Site-specific control of T cell traffic in the brain: T cell entry to brainstem vs. hippocampus after local injection of IFN-gamma

Although it is known that neurotransmitters and neuropeptides can affect immune function in vitro, less is understood about how the neural environment affects immune function in the brain. Previously, we showed that regulation of parenchymal class II MHC after local injection of IFN-gamma is site-specific. In this companion study, we defined the effect of local IFN-gamma on the entry of class II-restricted T cells to the brain parenchyma. To activate endogenous T cells, adult CDF rats were immunized with a normal neural antigen (MBP). Two weeks later, the proinflammatory cytokine IFN-gamma (100 to 10,000 U/site) was injected stereotaxically into two neurochemically and anatomically distinct sites, the hippocampus (area CAI) and brainstem (nucleus of the solitary tract). Monoclonal R73 was used to detect T cells on cryostat sections. The greatest difference was seen 48 h after 300 U IFN-gamma was injected at each site, when there were several-fold more parenchymal T cells in the brainstem than in the hippocampus. Most parenchymal T cells were CD4+ /class II-restricted. Thus, parenchymal T cell entry and parenchymal class II up-regulation show the same hierarchy (brainstem >> hippocampus) after local IFN-gamma injection, although T cell entry was more sensitive to the IFN-gamma dose. We suggest that the local regulatory environment contributes to site-specific immune regulation, and discuss implications for the distribution of MS plaques and other aspects of local immune control. Further, in interpreting the many previous studies of cytokine-mediated immune changes in the CNS, the possibility of site-specific differences should be considered.
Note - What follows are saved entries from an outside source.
PR #452, opened 2022-02-10
Addressed GM Operators not being able to spawn in cars in non-racing worlds

### LINKED ISSUE #351: BUG: gmlevel 9 Does Not Spawn Cars Properly

### Issue Description

When a player drags a built race car from their backpack to the game, the server will spawn the player in the car and lock them in place.  This would require intervention to free the player as they are now stuck in a car that cant do anything.  A server restart would fix the player being stuck.

A larger issue caused by this is there is no limit to the number of cars a player can spawn with this method and this will lead to degraded server performance until the server is restarted which would clear all of the cars.

image

### Reproduction steps

1) Build a car using modular building
2) Drag the car onto the screen repeatedly

### Expected Behavior

A pop saying you must be near a modular car build site should pop up

### Environment

Server: Ubuntu
Client: Windows 10

EmosewaMC:
Fixes #351 
Addresses an issue where GMs were unable to spawn in cars in non-racing worlds.   Tested all changes in Nimbus Station without any issues.  The way this works is almost identical to how players are loaded into cars for races and loaded out of cars in races.  Dying currently does not work and I dont know how to fix it however unequipping and re-equipping the car fixes the issue and respawns the player.

### DIFF
--- a/dGame/dComponents/InventoryComponent.cpp
+++ b/dGame/dComponents/InventoryComponent.cpp
@@ -916,7 +916,7 @@ void InventoryComponent::EquipItem(Item* item, const bool skipChecks)
 
 			auto startRotation = NiQuaternion::LookAt(startPosition, startPosition + NiPoint3::UNIT_X);
 			auto angles = startRotation.GetEulerAngles();
-			angles.y -= M_PI;
+			angles.y -= PI;
 			startRotation = NiQuaternion::FromEulerAngles(angles);
 
 			GameMessages::SendTeleport(m_Parent->GetObjectID(), startPosition, startRotation, m_Parent->GetSystemAddress(), true, true);
--- a/dGame/dComponents/InventoryComponent.cpp
+++ b/dGame/dComponents/InventoryComponent.cpp
@@ -23,6 +23,7 @@
 #include "CharacterComponent.h"
 #include "dZoneManager.h"
 #include "PropertyManagementComponent.h"
+#include "DestroyableComponent.h"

Site-specific immune regulation in the brain: differential modulation of major histocompatibility complex (MHC) proteins in brainstem vs. hippocampus

Although neurotransmitters and neuropeptides are known to affect immune function in vitro and in non-neural tissues, little is known about how the local mix of neurochemicals affects immune function in the brain. Here, we study local modulation of the class II major histocompatibility complex (MHC) proteins, which present antigen to T cells in a key pathway for cell-mediated immune activity. Two sites that are well-separated anatomically and have very different neuroregulatory environments, the brainstem and hippocampus, were compared. The class II-upregulating cytokine, gamma interferon (IFN-gamma, 0.1 to 10,000 U/site), was injected stereotaxically into the hippocampus and contralateral brainstem of adult Charles-derived Fischer rats. Four days later, monoclonal antibody staining was used to detect class II MHC proteins on cryostat sections, followed by computer-assisted image analysis. As compared to hippocampus, the brainstem showed enhanced class II expression at lower IFN-gamma doses, and reached a higher plateau. Site-specific class II modulation was also seen within the layers of the hippocampus, and among other brain sites. Injection of marker protein to visualize the spread of injected protein, plus injection of IFN-gamma into alternative sites, suggested that preferential flow cannot explain all of the site-specific effects. We suggest that the local neuroregulatory environment and/or intrinsic differences among target microglia are likely to play a role. Implications for the distribution of pathological changes, such as multiple sclerosis plaques, and for local immunotherapy are discussed.